Design and synthesis of peptides capable of specific binding to DNA

In the present communication, design, synthesis and DNA binding activities of the following two peptides are reported: Dns-Gly-Ala-Gln-Lys-Leu-Ala-Cly-Lys-Val-Gly-Thr-Lys-Val-Lys-Val-Gl y-Thr-Lys-Thr - Val-OH (I) and (H-Ala-Lys-Leu-Ala-Thr-Lys-Ala-Gly-Val-Lys-Gln-Gln-Ser-Ile-Gln-Leu-Ile- Thr- Ala-Aca-Lys-Aca)2Lys-Aca]2Lys-Val-OH (II), where Aca = NH(CH2)5CO--; Dns is a residue of 5-dimethylaminonaphtalene-1-sulfonic acid. Peptide I contains a large fraction (ca.30%) of valyl and threonyl residues, which possess a high potential for beta structure formation. Peptide II contains four repeats of the amino acid sequence present in the presumed DNA binding helix-turn-helix unit of 434 Cro repressor. These four domains are linked in such a way that two domains can interact with two halves a 14 base pair long operator site on DNA. From CD studies we have found that peptide I is in a random coil conformation in the aqueous solution in the presence of 20% trifluoroethanol. By contrast, amino acid residues of peptide II assume alpha helical, beta and random coiled conformations under the same conditions. A change in the secondary structure of the two peptides upon binding to DNA is observed. The difference CD spectra obtained by subtracting the spectra of free DNA from the spectra of peptide I--DNA complexes gives rise to a beta-like pattern. The difference CD spectra obtained for complexes of peptide II with various natural and synthetic DNAs suggest that alpha-beta-transition takes place in the presumed helix-turn-helix repeat units of peptide II upon binding to DNA. Peptide I binds more strongly to poly(dG).poly(dC) than to poly(dA).poly(dT) and polyd(GC)].polyd(GC)]. The binding takes place in the minor DNA groove because minor groove binding antibiotic sibiromycin can displace peptide I from a complex with poly(dG).poly(dC).
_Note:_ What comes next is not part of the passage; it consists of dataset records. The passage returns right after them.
PR #1581, opened 2022-01-31
New cmdlet Get-PnPListDesign

reshmee011:
## Type ##
-  New Feature

New cmdlet Get-PnPListDesign to retrieve List Designs that have been registered on the current tenant. When providing a name with -Identity, it returns all list designs with that name.


KoenZomers:
Thanks @reshmee011, nice one!

Issue #1706, opened 2022-03-18
[BUG] Cannot Connect-PnPOnline when MFA uses PKI/client certificates


mikevasiloff:
### Reporting an Issue
Regardless if `-UseWebLogin` or `-Interactive` is used, when MFA is used **and** requires selection of a PKI/client certificate, the pop-up browser window never shows the certificate selection window.

### Expected behavior 
When connecting to a tenant that requires PKI/client certificate to authenticate, accessing in a normal browser correctly displays a PKI/client certificate selection window and facilitates successful authentication.  This same behavior is what's expected of the PowerShell module.

### Actual behavior 
Using the PowerShell module, although the pop-up browser window does _initially_ seem to work as it loads the authentication page, when it comes to selecting a PKI/client certificate it never actually shows the certificate selection window and the spinning icon just freezes.  You can click on "Sign in with other options" but that just returns you to the screen where you had to click to sign in with a PKI/client certificate.  All you can do then is just close the authentication pop up window which of course fails to connect to the site.
![image](https://user-images.githubusercontent.com/8918397/159006627-a81323bc-3471-4679-bc3f-e709bd3ff390.png)

### Steps to reproduce behavior
`Connect-PnPOnline https://dod365.sharepoint-mil.us -UseWebLogin`

At the sign-in prompt, when asked for an email address enter: _some.user@mail.mil_
When redirected to the sign-in prompt, click on the "Sign in with CAC/PIV" link below the sign-in button.
![image](https://user-images.githubusercontent.com/8918397/159007189-71ddcc1d-1b85-4cc2-8de2-9dc56b9f0b51.png)

What _should_ happen is that a client certificate (smart card) selection window is displayed, but nothing happens.

### What is the version of the Cmdlet module you are running?
1.9.0

### Which operating system/environment are you running PnP PowerShell on?
- [X] Windows
- [ ] Linux
- [ ] MacOS
- [ ] Azure Cloud Shell
- [ ] Azure Functions
- [ ] Other : please specify

### Potential fix
What we've found is that if you change the default value for `scriptErrorsSuppressed` to `false` in the [GetWebLoginClientContext function](https://github.com/pnp/powershell/blob/dev/src/Commands/Utilities/BrowserHelper.cs#L27), then the pop-up browser window **is** able to show the PKI/client certificate selection.  But it is unclear why this parameter was set to `true` in the first place.
[...]

PR #1707, opened 2022-03-18
Changed scriptErrorsSuppressed to false

mikevasiloff:
## Type ##
- [X] Bug Fix
- [ ] New Feature
- [ ] Sample

## Related Issues? ##
Addresses bug #1706 so that the pop-up browser authentication window can display the PKI/client certificate selection window.

Single change to the src/Commands/Utilities/BrowserHelper.cs file, [line 27](https://github.com/pnp/powershell/blob/dev/src/Commands/Utilities/BrowserHelper.cs#L27) changing the GetWebLoginClientContext function function so that the default value for scriptErrorsSuppressed is `false`.


KoenZomers:
Thanks for your contribution and detailed repro steps @mikevasiloff . I believe to remember from firsthand that the errors are being suppressed as at least previously it could happen a lot that the old Internet Explorer container would not be able to handle parts of the login pages very well and would throw several JavaScript error dialog boxes when trying to log on. Not sure if that's still the case today. When testing with your PR branch against my normal tenant, I did not get any errors anymore, so I guess we're good with this change if that helps in your scenario.

One thing I'm wondering though, you're mentioning the issue you're facing applies to both UseWebLogin and Interactive. These are both completely different implementations. Only the first would be affected by the change you propose, so I don't see how the Interactive login would be fixed by this. Have you tested this and are you sure this is the case?

mikevasiloff:
@KoenZomers, you're very welcome.  Ok that makes sense, thanks for the background info.

As for `-Interactive`, I'll have to double check as I thought I tested both.  For the National Clouds we have to register our own app in Azure AD for "PnP PowerShell" and then specify the `-ClientId`, `-Tenant`, and `-AzureEnvironment` when making a connection which still opens the same user PKI/client certificate selection window.

KoenZomers:
Please check indeed if interactive works okay as well or needs additional fixing. Weblogin is an old method which only provides access to the SharePoint API and not any of the countless other APIs behind many of the cmdlets so best would be if interactive or devicelogin will work for your scenario.

mikevasiloff:
@KoenZomers, I completely understand about the limitations of the `-UseWebLogin` option, it's just that in the Sovereign Clouds it can be hard to convince customers to register PnP to enable the `-Interactive` method.  After looking at this again you are right that even with the change I proposed that helps the `-UseWebLogin` case, it didn't affect the `-Interactive` case.  When using `-Interactive` it exhibited the same behavior as documented in bug #1706 where the authentication pop-up window just "freezes" rather than providing the ability to select the PKI/client certificate.  Unfortunately, I'm not familiar enough with the code to know which function relates to the `-Interactive` parameter.

mikevasiloff:
Actually, looking at your change to the PnPConnection.cs file I noticed `CreateWithInteractiveLogin` with a call to the `PnP.Framework.AuthenticationManager.CreateWithInteractiveLogin` function.  So it looks like this is using a PnP Framework method.  This then lead me to the [PnP.Framework/AuthenticationManager.cs](https://github.com/pnp/pnpframework/blob/dev/src/lib/PnP.Framework/AuthenticationManager.cs) file where I see `WithCustomWebUi` being called, but I can't seem to find the source for that.  If this is ultimately coming from the PnP Framework instead, does that mean I need to open a bug in that repo for the `-Interactive` part of this issue?

KoenZomers:
Would have to dive into the code to be 100% sure but I believe it's actually MSAL that is being utilized for interactive and devicelogin. Have you tried your success with devicelogin? This allows you to use any browser thus is not dependant on possible limitations by any framework.

KoenZomers:
As we're going to do a new release of PnP PowerShell any time now, I will proceed with merging this PR so it will be included in this next release. If any further work needs doing to accommodate other authentication methods for making use of certificates, please file a new PR and we can take it from there.

PR #1761, opened 2022-04-11
Build-Debug.ps1: improve error message when PowerShell is too old

fowl2:
Without this the error is
`Unable to find type [System.Management.Automation.SemanticVersion].`


gautamdsheth:
@fowl2 - thank you for this contribution !

Have merged it.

Analysis of footprinting diagramms shows that peptide I specifically protects phosphodiester bonds within operator sites OR1 and OR2 of phage lambda from nuclease cleavage. By contrast, peptide II does not react specifically with operators OR1, OR2 and OR3 of phage 434 although it forms very tight complexes with DNA which are stable in the presence of 1M NH4F.